The project was officially launched on 23 October 2020 in Nyanza District and coincided with the national event to launch the annual forest planting season in Rwanda.

“This ground-breaking project is part of Rwanda’s efforts to increase our resilience to climate change by investing in nature-based solutions. When it comes to adapting to the warming of our planet, Mother Nature is our best ally. Restoring forests and landscapes will not only benefit our environment, but also improve the health and livelihoods of Rwandans and create green jobs.We are looking forward to seeing the Amayaga region green once again,” said Rwanda’s Minister of Environment, Jeanne d’Arc Mujawamariya.

Eight million of trees will be planted to restore degraded forests. Fruit trees will be planted on 25,000ha to increase agro-forestation, improve productivity and well-being of inhabitants of the four districts. The project propels and fast tracks the Government’s plan to maintain forest cover to 30.4% of the country’s total land area into the future.

The Green Amayaga project will increase the erosion control and protection of marshlands and buffer zones to foster agriculture productivity.

Nyirahabimana Josee 39, a resident of Muyira Sector, Nyanza district commended the initiative saying that erosion control brings hope. She has been a victim of soil erosion for long as her land is located on a steep hill. “Last year, I suffered a big loss when heavy rains washed away 80% of my crops. It has become normal to lose land portions due to erosion since our land are located on hills,” explains Nyirahabima who adds “This project is a great opportunity for me as I will get double benefit. Not only it will help me to control erosion on my soil but I will also plant fruit trees to increase productivity and wellbeing of my three children.”

 

The project will increase erosion control and increase agricultural productivity in Amayaga region

 

“By integrating a climate investment lens to our work, we can create a new type of farming – carbon farming – potentially more lucrative and sustainable than traditional crops,” said Maxwell Gomera, UNDP Resident Representative in Rwanda.
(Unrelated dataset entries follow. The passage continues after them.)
PR #335, opened 2019-07-22
Add step to have a dedicated instance as part of community plugins

jasonblais:
Included in QA steps as it could be part of testing, but may also fall under PM or Dev ownership

Came up when Chris S tried to test Skype4Business plugin

### DIFF
--- a/site/content/extend/plugins/community_process.md
+++ b/site/content/extend/plugins/community_process.md
@@ -58,7 +58,7 @@ QA pass involves getting a memeber of our QA team to take a look and verify the 
 
 Steps involved:
 - Ensure all setup documentation needed is clear and can be successfully followed 
-- Dedicated instance for a third-party service is deployed, if applicable
+- Dedicated instance or test account to access and test the third-party service, if applicable
 - Functional testing has been done to ensure the integration works as expected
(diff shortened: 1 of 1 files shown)


site/content/extend/plugins/community_process.md
```diff
@@ -58,6 +58,7 @@ QA pass involves getting a memeber of our QA team to take a look and verify the
 
 Steps involved:
 - Ensure all setup documentation needed is clear and can be successfully followed 
+- Dedicated instance for a third-party service is deployed, if applicable
```
aaronrothschild: I'm not sure I understand....what's an example?  Like a test account for Service X?

jasonblais: An example is an Azure or Microsoft account with a running on-prem Skype4Business server instance to review and test Skype4Business plugin. I tested the cloud version with a one-off set up for the bounty, but if we want to support it officially, it'll be more efficient to set up an instance that we can continuously test on.

aaronrothschild:
```suggestion
- Dedicated instance or test account to access and test the third-party service, if applicable
```

PR #1075, opened 2024-08-27
Revert "Fix ordering of the promotion [Take II]"

ChrisRackauckas:
Reverts SciML/DiffEqBase.jl#1032. Sees if that fixes some of the Tracker tests that started failing.

### DIFF
--- a/ext/DiffEqBaseTrackerExt.jl
+++ b/ext/DiffEqBaseTrackerExt.jl
@@ -97,15 +97,9 @@ Tracker.@grad function DiffEqBase.solve_up(prob,
         },
         u0, p, args...;
         kwargs...)
-    sol, pb_f = DiffEqBase._solve_adjoint(
-        prob, sensealg, Tracker.data(u0), Tracker.data(p),
+    out = DiffEqBase._solve_adjoint(prob, sensealg, Tracker.data(u0), Tracker.data(p),
         SciMLBase.TrackerOriginator(), args...; kwargs...)
-
-    if sol isa AbstractArray
-        !hasfield(typeof(sol), :u) && return sol, pb_f # being safe here
-        return sol.u, pb_f # AbstractNoTimeSolution isa AbstractArray
-    end
-    return convert(AbstractArray, sol), pb_f
+    Array(out[1]), out[2]
 end
 
 end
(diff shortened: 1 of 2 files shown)


ext/DiffEqBaseTrackerExt.jl
```diff
@@ -97,15 +97,9 @@ Tracker.@grad function DiffEqBase.solve_up(prob,
...
-    sol, pb_f = DiffEqBase._solve_adjoint(
-        prob, sensealg, Tracker.data(u0), Tracker.data(p),
+    out = DiffEqBase._solve_adjoint(prob, sensealg, Tracker.data(u0), Tracker.data(p),
         SciMLBase.TrackerOriginator(), args...; kwargs...)
-
-    if sol isa AbstractArray
-        !hasfield(typeof(sol), :u) && return sol, pb_f # being safe here
-        return sol.u, pb_f # AbstractNoTimeSolution isa AbstractArray
-    end
-    return convert(AbstractArray, sol), pb_f
```
avik-pal, line 108: probably reverting just this will do

ChrisRackauckas:
Can you make that PR? I'm out and about right now.

ext/DiffEqBaseTrackerExt.jl
avik-pal: Let's wait and see https://github.com/SciML/DiffEqBase.jl/pull/1076

avik-pal:
Source of the errors doesn't seem to be that PR. tests are still failing https://github.com/SciML/DiffEqBase.jl/actions/runs/10584877403/job/29330163818?pr=1075#step:6:1828

avik-pal:
@ChrisRackauckas based on the stacktrace I have a feeling this is an OrdinaryDiffEq issue. I would expect the integrator cache to hold TrackedArrays and not regular arrays when using discrete adjoints.

ChrisRackauckas:
I was starting to fear that it might be related to the OrdinaryDiffEq split PRs. But I don't see how? 

https://github.com/search?q=repo%3ASciML%2FOrdinaryDiffEq.jl%20value&type=code

Everything is directly using DiffEqBase.value, which is the thing that should be de-tracking as appropriate.

PR #1079, opened 2024-09-04
make `promote_u0` use `isequal` rather than `==`

oscardssmith:
otherwise NaN params fail


ChrisRackauckas:
Tests fail

ChrisRackauckas:
@ErikQQY do you know what's going on with the BVP tests?

ErikQQY:
When using `Shooting` solvers, apart from the ODE solvers, we should also specify the nonlinear solvers to the `Shooting` solver, I noticed DifferentialEquations.jl CIs also failed because of this, I can send a patch.

PR #1089, opened 2024-09-28
Deprecate DiffEqBase.fastpow for FastPower.fastpower

ChrisRackauckas:
This requires the registration to finish but will finally make it more accessible to Symbolics and other tooling.


oscardssmith:
what is `FastPower`?

ChrisRackauckas:
Same code https://github.com/SciML/FastPower.jl. Just moved to a package for easier downstream usage.

PR #1093, opened 2024-10-09
Remove `Tricks`

oscardssmith:
Tricks are for kids!

(and as of Julia 1.10, `static_hasmethod` is just `hasmethod` in Base)


Project.toml
```diff
@@ -103,7 +102,6 @@ Static = "1"
 StaticArraysCore = "1.4"
 Statistics = "1"
 Tracker = "0.2"
-Tricks = "0.1.6"
 TruncatedStacktraces = "1"
```
avik-pal, line 105: We should also remove this from packages

oscardssmith: yes.

PR #1096, opened 2024-10-16
remove `hasmethod` from callback

oscardssmith:
possibly fixes https://github.com/SciML/DiffEqBase.jl/pull/1096
I don't think we need to support it since this is an internal feature and OrdinaryDiffEq now uses the better version of this.


oscardssmith:
good to merge?

PR #1101, opened 2024-10-29
feat: use specialization in NonlinearProblems

### LINKED ISSUE #417: The precompilation of this package is likely excessive and not very useful
This package does a more or less exhaustive combination of problems, algorithms and element types

https://github.com/SciML/NonlinearSolve.jl/blob/d434b8d48086fa799ea344694c90a997dae22d48/src/NonlinearSolve.jl#L96-L98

In total, 263,000 hectares of agricultural land will be restored and rehabilitated. Small and large watersheds will also be rehabilitated and restored to provide water for human consumption as well as livestock and agriculture activities. The project will strengthen the resilience of communities and biodiversity and contribute to climate change stabilization.

Overall, 1.3 million persons from Gisagara, Nyanza, Kamonyi, and Ruhango districts will benefits from the project, including 362,000 direct beneficiaries. The project will create green jobs for people, over 90% of them being youth and women.

7,500 households will be provided with small livestock to increase livelihoods resilience of local communities in four districts. 60,000 households will be provided with improved and energy-efficient cooking stoves to decrease wood consumption by at least 25%.

“The Green Amayaga project is yet another example of the Government and people of Rwanda’s remarkable levels of preparedness and creativity. Restoring biodiversity and landscapes is not just good sense in these extraordinary times, it is imperative. When biodiversity thrives, we all thrive,” said Maxwell.

UNDP has been working with the Government of Rwanda and other partners to address development challenges by supporting various programmes and initiative aimed at increasing social and economic resilience and achieve sustainable development.

Reiterating UNDP’s support to green growth initiatives and solutions, Maxwell said “I would like to reaffirm UNDP’s commitment to strengthening our partnership for building back a better economy and society, one that will combat climate change and unsustainable management of the environment and improve the wealth and livelihoods of the people of Rwanda."